__Dataset records__.

PR #583, opened 2026-09-03
Add Altimeter app with altitude tracking and floor counting

elkanamol:
The app calculates altitude from pressure data, applies EMA filtering for stability, detects floors climbed and descended with hysteresis, and publishes altitude through a zbus channel. It also supports periodic calibration, power-management lifecycle handling, and an LVGL interface with altitude history, pressure, calibration status, and floor counters. will close #536 issue. 

## Summary by CodeRabbit

* **New Features**
  * Added an Altimeter app showing current altitude, pressure, calibration status, altitude history, and daily floors climbed or descended.
  * Added automatic location- and weather-based calibration with status updates and retry handling.
  * Added altitude history charting, a runout indicator, and an altimeter icon.
  * Added support for sharing altitude updates with other apps.
* **Documentation**
  * Documented altitude event details, including calibration status and floor counters, in developer documentation and AI guidance.
  * Clarified that altitude readings may not always be calibrated.


app/src/applications/altimeter/altimeter_app.c
```diff
@@ -0,0 +1,393 @@
...
+    ARG_UNUSED(work);
+
+    while (k_msgq_get(&altimeter_work_queue, &work_item, K_NO_WAIT) == 0) {
+        if (work_item.type == ALTIMETER_WORK_CALIBRATION) {
+            alt_state.ref_slp = work_item.value;
+            ui_data.is_calibrated = true;
+            ui_data.has_data = false;
+            ui_data.start_idx = 0;
+            ui_data.valid_count = 0;
+            floor_state.has_last_altitude = false;
```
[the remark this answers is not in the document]
elkanamol: Non issue, this is in purpose. The offered changed, like you will delete user steps because some calibration.

app/src/applications/altimeter/altimeter_app.c
```diff
@@ -0,0 +1,393 @@
...
+
+static void on_zbus_ble_data_callback(const struct zbus_channel *chan)
+{
+    const struct ble_data_event *event = zbus_chan_const_msg(chan);
+
+    if (event->data.type != BLE_COMM_DATA_TYPE_GPS) {
+        return;
+    }
+
+    if (app.current_state != ZSW_APP_STATE_UI_VISIBLE) {
```
jakkra: I'd remove this, and move this check elsewhere where the UI actually gets updated (maybe already checked even). With this check the altitude won't be updated unless the app is open/visibly. The idea with publishing on zbus is to let this app logic run in the background all the time, keeping the altitude up to date and the history up to date.

app/src/images/icons/altimeter_icon.c
```diff
@@ -0,0 +1,101 @@
...
+    0x00, 0x00, 0x00, 0x00, 0x00, 0x00, 0x76, 0xfc, 0xff, 0xf4, 0x89, 0x1f, 0x00, 0x00, 0x00, 0x00, 0x00, 0x00, 0x00, 0x13, 0x6e, 0xe6, 0xff, 0xff, 0x98, 0x06, 0x00, 0x00, 0x00, 0x00, 0x00, 0x00,
+    0x00, 0x00, 0x00, 0x00, 0x00, 0x00, 0x00, 0x3b, 0xd7, 0xff, 0xff, 0xfe, 0xca, 0x94, 0x70, 0x5e, 0x68, 0x8c, 0xc1, 0xfb, 0xff, 0xff, 0xe9, 0x59, 0x00, 0x00, 0x00, 0x00, 0x00, 0x00, 0x00, 0x00,
+    0x00, 0x00, 0x00, 0x00, 0x00, 0x00, 0x00, 0x00, 0x05, 0x61, 0xd2, 0xff, 0xff, 0xff, 0xff, 0xff, 0xff, 0xff, 0xff, 0xff, 0xe3, 0x79, 0x0e, 0x00, 0x00, 0x00, 0x00, 0x00, 0x00, 0x00, 0x00, 0x00,
+    0x00, 0x00, 0x00, 0x00, 0x00, 0x00, 0x00, 0x00, 0x00, 0x00, 0x00, 0x30, 0x70, 0xa0, 0xbe, 0xd4, 0xc5, 0xa6, 0x7b, 0x3d, 0x03, 0x00, 0x00, 0x00, 0x00, 0x00, 0x00, 0x00, 0x00, 0x00, 0x00, 0x00,
+    0x00, 0x00, 0x00, 0x00, 0x00, 0x00, 0x00, 0x00, 0x00, 0x00, 0x00, 0x00, 0x00, 0x00, 0x00, 0x00, 0x00, 0x00, 0x00, 0x00, 0x00, 0x00, 0x00, 0x00, 0x00, 0x00, 0x00, 0x00, 0x00, 0x00, 0x00, 0x00,
+};
+
+const lv_image_dsc_t altimeter_icon32x32 = {
```
jakkra: Rename to just `altimeter_icon` and it will fix the native_sim build

app/src/applications/altimeter/altimeter_app.c
```diff
@@ -0,0 +1,393 @@
...
+static void update_altimeter_ui(struct k_work *work);
+static void process_altimeter_work(struct k_work *work);
+static float get_current_altitude(float pressure_sensor);
+static void check_daily_floor_reset(void);
+static void update_floor_count(float altitude);
+
+// Static variables
+static altimeter_state_t alt_state = { .ref_slp = 1013.25f, .filtered_pressure = 0.0f };
+static floor_count_state_t floor_state = { .last_reset_yday = -1 };
+static float altitude_history[HISTORY_SAMPLES];
```
jakkra: No need for this PR, but more a FYI: you can get persistent history by using https://github.com/ZSWatch/ZSWatch/blob/main/app/src/history/zsw_history.h and it should handle all of it for you.

app/src/applications/altimeter/altimeter_app.c
```diff
@@ -0,0 +1,393 @@
...
+ZBUS_CHAN_DECLARE(pressure_data_chan);
+ZBUS_LISTENER_DEFINE(altimeter_pressure_lis, on_zbus_pressure_callback);
+ZBUS_CHAN_ADD_OBS(pressure_data_chan, altimeter_pressure_lis, 1);
+
+// ZBUS channel this app publishes calibrated altitude to
+ZBUS_CHAN_DECLARE(altitude_data_chan);
+K_WORK_DELAYABLE_DEFINE(altimeter_calibration_work, periodic_calibration_handler);
+K_WORK_DEFINE(ui_update_work, update_altimeter_ui);
+K_WORK_DEFINE(altimeter_work, process_altimeter_work);
+K_MSGQ_DEFINE(altimeter_work_queue, sizeof(altimeter_work_item_t), 8, 4);
```
jakkra: Normally I'm too lazy to use MSGQ for this stuff and just use a static work struct and submit directly to system workqueue as if you get more than one message, you don't really care about that and the latest is the most useful. Also here the update rate is really low, so there will probably never be more than 1 item in the queue ever. But the technique is cleaner than I normally do, but I think you can save some RAM and just make it like 1 or 2? As items will be submitted to this queue only after a HTTP request right? 

EDIT: Just saw it's also submitting pressure data to this queue, how fast are pressure sampled? I think you can ignore my previous comment and this now makes sense.

app/src/applications/altimeter/altimeter_app.c
```diff
@@ -0,0 +1,393 @@
...
+        LOG_ERR("Failed to request GPS for calibration: %d", ret);
+    }
+
+    // Always reschedule so recalibration keeps recurring even if this cycle failed
+    k_work_reschedule(&altimeter_calibration_work, K_SECONDS(ALTIMETER_CALIBRATION_INTERVAL_S));
+}
+
+static void http_rsp_cb(ble_http_status_code_t status, char *response)
+{
+    if (app.current_state != ZSW_APP_STATE_UI_VISIBLE) {
```
jakkra: Same here, remove you just need to not call any UI functions in this function which I don't see any, and it will allow keeping altitude updated in the background every 30min (or whatever interval you put)

jakkra (changes requested):
Really nice! Code looks good, just some behavior I got some comments on. 
Will also test it, but this is code review at least.

app/src/applications/altimeter/altimeter_app.c
elkanamol: @jakkra I don't get your point, we need the msgq or do a lazy static save?
The msgq is because we call the callbacks from the zbus publisher context, so I prefer not to share memory between threads/contexts without protections, and a msgq is simpler then add mutex etc, and also allows me to reduce the workload on the threads and do it in the work_queue context.

jakkra: Yes meant your way is better than my "lazy" way. All good. But wonder if we can reduce the queue size, but depends on how often pressure readings are input.

app/src/applications/altimeter/altimeter_app.c
```diff
@@ -0,0 +1,410 @@
...
+    LOG_INF("GPS received: %.4f, %.4f. Requesting Altimeter data...", lat, lon);
+
+    char http_url[256];
+    snprintf(http_url, sizeof(http_url), HTTP_REQUEST_URL_ALTIMETER_FMT, lat, lon);
+
+    int ret = zsw_ble_http_get(http_url, http_rsp_cb);
+    if (ret != 0 && ret != -EBUSY) {
+        LOG_ERR("Failed to proxy HTTP request: %d", ret);
+        // No async continuation will occur for this cycle, retry sooner
+        reschedule_calibration_work(false);
```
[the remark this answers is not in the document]
elkanamol: @
Sorry, but this exactly example of slope! 

This is part of backof machism added in latest commit, that the calibration must finished even the app is closed, as this app is single point of thrust for altitude and floors data.

jakkra:
You can rebase on main, I fixed a problem that caused Github actions (test workflow) to not check out the code due to external PR.

elkanamol:
Think the issue it from that 'ZSW_LV_IMG_DECLARE(altimeter_icon);' is declared below to app struct. 
I will try to fix it tomorrow.

jakkra:
Just needs a `west astyle ` to fix the formatting issue in ci

elkanamol:
> Just needs a `west astyle ` to fix the formatting issue in ci

Strange!
west format do nothing, I have set auro format on save with astyle per project style. 
I don't try west astyle.

jakkra:
> > Just needs a `west astyle ` to fix the formatting issue in ci
> 
> Strange! west format do nothing, I have set auro format on save with astyle per project style. I don't try west astyle.

Sorry, I wrote the wrong command. `west format` is the correct. Check what astyle version you have, ci runs 3.4.10:
https://github.com/ZSWatch/ZSWatch/blob/2d93427ba620241d84b87ea8d68bc5fccca5f4d6/.github/workflows/build.yml#L53

elkanamol:
> Sorry, I wrote the wrong command. `west format` is the correct. Check what astyle version you have, ci runs 3.4.10:

I checked both the latest 3.6.17 and 3.4.10, both are working well (either manually or automatically with `west format`). The issue is that the document is already formatted (Unchanged), and nothing to do for my files in this PR.
It looks like for me as CI runner issue. 

```
Unchanged  applications\altimeter\altimeter_app.c
Unchanged  applications\altimeter\altimeter_ui.c
Unchanged  applications\altimeter\altimeter_ui.h
```
Any idea? 
Could you check it out and take a closer look?
Meantime, pushing some fake commit (only remove comment).

jakkra:
> > Sorry, I wrote the wrong command. `west format` is the correct. Check what astyle version you have, ci runs 3.4.10:
> 
> I checked both the latest 3.6.17 and 3.4.10, both are working well (either manually or automatically with `west format`). The issue is that the document is already formatted (Unchanged), and nothing to do for my files in this PR. It looks like for me as CI runner issue.
> 
> ```
> Unchanged  applications\altimeter\altimeter_app.c
> Unchanged  applications\altimeter\altimeter_ui.c
> Unchanged  applications\altimeter\altimeter_ui.h
> ```
> 
> Any idea? Could you check it out and take a closer look? Meantime, pushing some fake commit (only remove comment).

Sorry for the confusion, I'll sort it out, you can ignore it for now.

jakkra:
Strange, west format for me formatted altimeter_app:
You can cherry-pick https://github.com/ZSWatch/ZSWatch/commit/177d5d18d31772ed56d9e21d688a8475538a27a2 for now which should fix it

image

jakkra:
Tested it on HW now, it fetches and calibrates, but my height is about -45.4m
`[00:01:34.860,015] <inf> altimeter_app: Calibrated! New MSL Reference: 1018.60 hPa (Temp 2m: 17.9 C)`
My pressure reading is about 1018.66

I'm close to sea level, maybe a bug when pressure > reference?

jakkra:
Ah, probably some smoothing/buffering, now after an hour or so it's 1.4m which makes more sense

elkanamol:
> My pressure reading is about 1018.66

Note that, the MSL from API is not so accurate as the API use gps location with only 3 or 4 digit after the point. So you can have drift, also if you are In a multi-floors building, your pressure sensor should be higher. 
Also, note that the pressure sensor is pretty accurate, the calibration mostly need for environment temperature. 

> Ah, probably some smoothing/buffering, now after an hour or so it's 1.4m which makes more sense

The calibration made in 60:40 ratio for API data. There is smooth transition and gradient with shifting by 0.01 each sample and after while it will drift back to sensor data and recalibrate every 30 min. 
After several try and error this is the most suitable algorithm I found.

Do you think need to modify the algorithm?

EDIT:
> my height is about -45.4m

Did you try to check the results without BLE connection to see if is accurate enough? 
There is defult value for time until get first zbus pressure publish

jakkra:
Sorry for delay, been away over the weekend.

I'm in the 2nd floor of my house, my house is 6m över sea level (according to map from government agency). Walking downstairs does not change much, but maybe the there is a delay in the alg? How "realtime" is it supposed to be?

> Did you try to check the results without BLE connection to see if is accurate enough? There is defult value for time until get first zbus pressure publish

Did not, can let it run today, the issue with running offline is that the sea level pressure can change quite a bit over the day, so it's kindof expected not to work well. 

I think a small change is needed for the initial value, again booting my watch after the weekend it  starts at -60m, If there is no historical data I think it should just pick pure API+latest pressure to set the initial height.

jakkra:
> There is smooth transition and gradient with shifting by 0.01 each sample and after while it will drift back to sensor data and recalibrate every 30 min.

I guess this is there for a reason? Like temporary pressure fluctuation etc.? If so let's keep it, just fix the initial pressure reading starting from default values, instead of the first fetched value and we can merge it. Can improve it more later :)

elkanamol:
> > There is smooth transition and gradient with shifting by 0.01 each sample and after while it will drift back to sensor data and recalibrate every 30 min.
> 
> I guess this is there for a reason? Like temporary pressure fluctuation etc.? If so let's keep it, just fix the initial pressure reading starting from default values, instead of the first fetched value and we can merge it. Can improve it more later :)


As agreed, this design should be enough for this stage, I will open a new issue for next of the design stage including find better smooth algorithm, practice of calibration, enhanced UI and more features that will open by the community.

__Activity__.
Tell how many lines in the data include the string "transition". Reply with the number and no other text.

__Task output__.
3